Stored data:
● ● ● ● ● ● ●
PR #7717, opened 2022-01-27
code: add --new-window example

The-Compiler:
It seems to be VS Code's default behavior (when opened from a terminal) to open files in an existing window, so I end up having to look up --new-window much more than --reuse-window.

1.63.2


The-Compiler:
The webpage to accept the CLA seems... rather broken:

image

Will try again later.

navarroaxel (approved):

blueskyson (approved):

PR #1702, opened 2017-11-28
read: add -r option

pirafrank:
----

- [ ] The page (if new), does not already exist in the repo.

- [ ] The page (if new), has been added to the correct platform folder:  
      `common/` if it's common to all platforms, `linux/` if it's Linux-specific, and so on.

- [ ] The page has 8 or fewer examples.

- [ ] The PR is appropriately titled:  
      `<command name>: add page` for new pages, or `<command name>: <description of changes>` for pages being edited

- [ ] The page follows the [contributing](https://github.com/tldr-pages/tldr/blob/master/CONTRIBUTING.md) guidelines

PR #7731, opened 2022-01-31
read: fix missing backslash

Saevyn:


navarroaxel:
@Saevyn welcome. Why this change?

Saevyn:
The current [tldr page](https://tldr.ostera.io/read) for `read` has a missing backslash (\\). This pull request is just a simple fix for that.
I also took the liberty of checking the whole repository for similar errors with `grep -r '\\)'`, but this is the only one that I found.

navarroaxel:
> The current [tldr page](https://tldr.ostera.io/read) for `read` has a missing backslash (\). This pull request is just a simple fix for that. I also took the liberty of checking the whole repository for similar errors with `grep -r '\\)'`, but this is the only one that I found.

@Saevyn I checked the PR #1702 that added this specific example. Looks like the `(\)` was added only to let readers know what `backslash` mean, maybe for help to non-native English speakers.

The escape character is a single backslash `\`, 2 means an already escaped backslash `\\`. Let's wait another reviewer.

navarroaxel:
@bl-ue ?

bl-ue (approved):
@navarroaxel I like this change. Currently, when I run `tldr read` (with the node client), I get this example, among others:
```
- Do not let backslash () act as an escape character:
```
...notice how the backslash isn't rendering.

I tried out this PR, and this is what I got:
```
- Do not let backslash (\) act as an escape character:
```
...which looks a lot better.

einverne:
I just test in the python client, it seems it is a rendering problem of the node client.

image

bl-ue:
Actually, given the possible variance of clients' displaying of the backslash (I believe they're not conforming to the markdown standard, but whatever), how about we remove the ` (\)` entirely?

pages/common/read.md
```diff
@@ -19,7 +19,7 @@
 
 `read -d {{new_delimiter}} {{variable}}`
 
-- Do not let backslash (\) act as an escape character:
+- Do not let backslash (\\) act as an escape character:
```
bl-ue, line 22:
```suggestion
- Do not let backslash act as an escape character:
```

einverne:
Sure, I think the `backslash` word is enough.

Saevyn:
I'd vote for keeping the double backslash `(\\)`, as that should fix the problem for those who are missing it and the Python version would remain unaffected. Alternatively, isolating the backslash in a code block would also fix the issue: `` `(\)` ``

I'm not particularly committed in keeping the backslash, however. I just think it's a nice visual hint.

bl-ue:
`` `(\)` `` does seem to fix it; however, I would prefer it be removed.

My opinion may not as much as it did in the past, though, so I'm willing to be overruled :)

CleanMachine1:
Yeah, I agree with @einverne, remove it, it doesn't really add anything

Waples:
It renders perfectly in the Python client. Fix this outside the `pages`, in the Node client, please.

Saevyn:
> It renders perfectly in the Python client. Fix this outside the `pages`, in the Node client, please.

I don't think this is exclusively a Node client issue. I assume it works in Python because backslashes are printed by default if they're not part of a escape character. However, `print (\)` gives the same result as `print(\\)` in Python, so I see no reason why we should somehow fix this in the Node client when *this* simple fix should suffice. Not to mention that this error is also present in the [live demo](https://tldr.ostera.io), the [Haskell client](https://github.com/psibi/tldr-hs), [the official PDF](https://tldr.sh/assets/tldr-book.pdf) and even [on GitHub itself](https://github.com/tldr-pages/tldr/blob/main/pages/common/read.md) — and those are just the ones I tested.

Honestly, it puzzles me why such a trivial solution for a simple issue as this one was dragged on for so long. I thought it was a no-brainer...

bl-ue:
@Saevyn I agree there, on GitHub and ostera's it looks pretty ugly. What about my previous suggestion to remove the ```(`)``` part entirely? I'm always a bit irked by such "hints" - I really think it's not necessary to indicate what a backslash is...

bl-ue:
How about changing it to `- Do not let the backslash character act as an escape character:` ?

Saevyn:
I think that's a reasonable solution as well! I'd be fine with it, I just don't understand why this PR was closed without even acknowledging the issue.

SethFalco (approved):

pages/common/read.md
SethFalco: If other maintainers prefer this, happy to run with it. I personally have many friends that mix up forward slash (/) and backslash (\\), so I think having the character helps.

kbdharun: > If other maintainers prefer this, happy to run with it. I personally have many friends that mix up forward slash (`/`) and backslash (`\`), so I think having the character helps.

I definitely agree that it might be confusing to some. So, I think we can go with this change for proper rendering.

kbdharun (approved):

SethFalco:
Thanks for your contribution, and sorry again for the hiccups before!

PR #8155, opened 2022-06-26
*: convert en-GB to en-US

SethFalco:
- N/A The page (if new), does not already exist in the repository.
- N/A The page is in the correct platform directory (`common/`, `linux/`, etc.)
- N/A The page has 8 or fewer examples.
- N/A The page description includes a link to documentation or a homepage (if applicable).

N/A

---

Mostly just converts some British English (en-GB) to American English (en-US), I've had these stashed for so long. ^-^' Just thought I'd finally commit it.

There are 2 other minor changes:
* ssh → SSH
* DNS Lookup utility. → DNS lookup utility.


pages/common/stat.md
```diff
@@ -11,7 +11,7 @@
 
 `stat -t {{file}}`
 
-- Show filesystem information:
+- Show file system information:
```
navarroaxel, line 14: We use `filesystem` along the whole doc pages
```suggestion
- Show filesystem information:
```

SethFalco: Ahh that was my bad.
A while back I changed `file system` to `filesystem` thinking `file system` was wrong.
When undoing it, I must've missed that one.

owenvoke (approved):
LGTM, better for consistency I guess. Goodbye my poor, lovely, correct English. 😭 😁

CleanMachine1 (approved):

navarroaxel (approved):

sbrl:
I don't feel this was really necessary - but there's no harm in it since it's already merged I guess.

pages/common/opt.md
```diff
@@ -1,6 +1,6 @@
 # opt
 
-> A tool that takes LLVM source files and runs specified optimizations and/or analyses on them.
+> A tool that takes LLVM source files and runs specified optimizations and/or analysis on them.
```
sbrl, line 3: Nope, I'm not sure this is right. `analyses` is plural, but `analysis` is singular.

pages/linux/dumpe2fs.md
```diff
@@ -12,7 +12,7 @@
 
 `dumpe2fs -b {{/dev/sdXN}}`
 
-- Force display filesystem information even with non-recognisable feature flags:
+- Force display filesystem information even with unrecognizable feature flags:
```
sbrl, line 15: `unrecognised` would fit better here.

sbrl (commented):
Some issues with you find and replace.

pages/common/opt.md
SethFalco: Ahh, actually that one wasn't a find and replace.
I'm just an idiot and read it like "analyze on them" before which, which is wrong.

I'll fix that later!

SethFalco:
> The english language variant we use is standardised to en_US yes, but I'm not sure there's enormous value in strictly enforcing this on existing pages.

I think it's nice to provide consistency.

It's like when you read a book, no one likes when terms are spelled differently throughout the book. Plus the vast majority of tools use American English, so I think it makes sense to people used to a particular spelling.

For example, if someone reads `color` as `colour` a lot, they might get very confused when `command --colour white` isn't working later when they do commands from memory.

Not everyone knows about these differences in language, especially among non-natives, and among people that do know the difference the inconsistency is annoying as hell.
● ● ● ● ● ● ●
THE TASK → State how many lines of the entries above include the string "seems". The reply is that number alone.

ANSWER TO THE EXERCISE → 3